Hacker News new | ask | show | jobs
by throwaway0a5e 2052 days ago
The things you'd need to do to get the world to accept a definition of "comfort" that doesn't include eating meat (vegan definition) several times a week, living and working comfortably climate control buildings and access to a wide array of consumer products would not be pretty to put it mildly.

Making people's standards of living go backwards make them shoot you.

Holding down people's standards of living makes their kids or grand-kids shoot you.

Policy sticks are a time bomb. Social solutions (convincing people to behave in a way that reduces their environmental footprint) only get you so far. We need technical solutions (more efficiency in the entire economy) such that people can eat fish or beef and drive in cars (or have access to functionally equivalent or superior analogues) at lesser environmental cost. The "western lifestyle" (moving target, I know) needs to scale because even if the west manages to reduce consumption enough to have a good impact the masses in developing nations are certainly not going to settle for the status quo let alone a reduction in consumption.

2 comments

You need less people, fundamentally. The total fertility rate is declining across the world luckily (except a handful of countries and Africa) [1], but everyone around now is going to have a rough ride until equilibrium is reached (sometime after 2100). Can’t grow your way out of resource exhaustion (renewables excepted).

[1] https://ourworldindata.org/fertility-rate#country-by-country...

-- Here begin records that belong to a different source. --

Issue #430, opened 2015-05-12
Possibility to surpress the "Save Result" buttons / Minimal analyzer result screen


stefanjanssen:
Currently DataCleaner always shows several button above analyzer results. While these make sense for most analyzers, for some it does not. Examples are ID7 training tool, but also write to file like analyzers. If there would be a possibility to hide these buttons, it would result in a cleaner, less confusing UI for users.

Ideally, the buttons would not only be hidden, but the datacleaner banner in general would be minimized, to allow maximum screen space for the analyzer result itself.

stefanjanssen:
So I made a quick paint edit of how this more minimal screen could look:

![modified_result_screen](https://cloud.githubusercontent.com/assets/6106276/7682213/c54f97c6-fd76-11e4-90f2-06a585326e09.png)

kaspersorensen:
Oh I think this actually is fixed, it just never got closed!

PR #487, opened 2015-06-25
Feature/430 minimal result screen

stefanjanssen:
Some work towards #430 . Not entirely where I would like it to be, but it is a first start.

2015-06-25 11_06_48-customer profiling analysis xml _ customers _ analysis results _ datacleaner

### DIFF
--- a/desktop/ui/src/main/java/org/datacleaner/windows/ResultWindow.java
+++ b/desktop/ui/src/main/java/org/datacleaner/windows/ResultWindow.java
@@ -40,6 +40,7 @@ import javax.swing.Icon;
 import javax.swing.JButton;
 import javax.swing.JComponent;
 import javax.swing.JFrame;
+import javax.swing.SwingConstants;
 import javax.swing.SwingUtilities;
 import javax.swing.border.Border;
 import javax.swing.border.CompoundBorder;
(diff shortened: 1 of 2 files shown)


drexler42:
Its a start, indeed. If I had my way, we would hide these buttons even further. Like having just a single button in the left hand side: "DataCleaner Monitor", and hide the three buttons behind that.

kaspersorensen:
Or how about just a single button with label "Save result" and when clicked a popup menu would show with these options:

 * Save as result file
 * Export as HTML report
 * Publish to server

Question on scalability of the design: How does it behave if I have many results in the job (or just a pretty small window). I would prefer it if a scrollbar shows next to the result elements but that this scrollbar ends just above the "Save result" button so that it is fixed in the bottom-left corner.

stefanjanssen:
Alright, I changed the three buttons to a single popupbutton and improved the scroll thing so the button is always fixed.

2015-07-06 14_43_28-customer profiling analysis xml _ customers _ analysis results _ datacleaner

And a pretty small window:
2015-07-06 14_45_09-customer profiling analysis xml _ customers _ analysis results _ datacleaner

kaspersorensen:
Unable to review the code right now (stepping on to a plane) but the screenshots look good and in line with what I was thinking.

I recall there's also a static list of 'pluggable' buttons. Is that also covered?

stefanjanssen:
I didn't touch those: they should still appear on their old location.

desktop/ui/src/main/java/org/datacleaner/windows/ResultWindow.java
```diff
@@ -359,15 +398,18 @@ protected JComponent getWindowContent() {
...
+        _tabbedPane.addListener(new VerticalTabbedPane.Listener() {
+            @Override
+            public void stateChanged(int newIndex, Tab<?> newTab) {
+                banner.setTitle2(newTab.getTitle());
+                banner.updateUI();
+            }
+        });
 
         for (JComponent pluggableButton : _pluggableButtons) {
             banner.add(pluggableButton);
```
kaspersorensen: Here the pluggable buttons are added to the banner. You didn't touch those, but maybe you should? :)
At least the only pluggable button we right now (in commercial editions) have is the "export metrics to csv" button (I think it's called that - or something very similar).... I think that fits in best with the other buttons that you moved.

kaspersorensen: Or alternatively: Make the pluggable buttons deprecated and expose a similar API for adding pluggable menu items.

stefanjanssen: I did see those, but I didn't see anything where those were used. Where exactly is it used in commercial editions? In terms of API to be changed, strictly speaking it wouldn't be pluggable jbuttons anymore, but pluggable jmenuitems. Also, would it make sense to redo the 'publish to server' and maybe 'export to html' buttons as a pluggable button aswell?

kaspersorensen: Yes those are also good improvements, but I am only trying to make it simple for you to get this PR merged :-)

Currently the only pluggable button is this one:

image

kaspersorensen: I would suggest the following:

 * Add a new field for pluggable menu items
 * Deprecate the old field for pluggable buttons
 * Convert the buttons into menu items by taking the button's text, icon and action listener.

stefanjanssen:
Moved the 'cancel job' and pluggable buttons. Notice that the interface for the pluggable buttons is  quite awkward, as it is a static list that  contains JComponents. Originally it added all components as is, but I can't do that anymore, so anything that is not a JMenuItem or Jbutton gets ignored.

kaspersorensen:
Good work, thanks. I'll merge.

Thanks for pointing that out. Our World In Data’s data is out of date [1], I keep poking them to update their fertility rate data but get no response (maybe busy with COVID data sets, I have no context into why).

[1] https://ourworldindata.org/fertility-rate

I suspect that Covid is going to run a coach and horses right through that improvement. The best ways of getting population growth down in places like Africa are education and a strong, stable economy - and it's just trashed both.
Actually, the best way is empowering women.
We can also just have fewer people: If you lower infant mortality, educate women and give them access to family planning, all evidence suggests they will choose to have fewer children.

It's much easier for the planet to support a high standard of living for four or six billion people than eight or ten billion.

I agree with the premise but the fundamental question is whether we can get from the current status quo to a hypothetical sustainable equilibrium without the squeeze of climate change causing a ton of pain along the way and in a manner that is at least kinda sorta ethically tolerable (i.e. genocide and/or picking who gets to reproduce are not options on the table).

The developing world population growth is peaking soon or looks to be. But standards of living growth there is exploding so their impact will peak at some unknown point in the future. The already developed world is staying roughly static in terms of population and environmental impact per person is declining slowly there. To use a metaphor, it's like we've got a half full bucket, are very slowly siphoning out water and are also half way through rapidly pouring in an unknown amount of water. Will it overflow? Nobody knows. It would be prudent to try to remove more water and pour in less though.

Edit: Anyone care to tell me why I'm so wrong? Is genocide back on the table or are people just annoyed that this is a hard problem with no shovel ready silver bullet?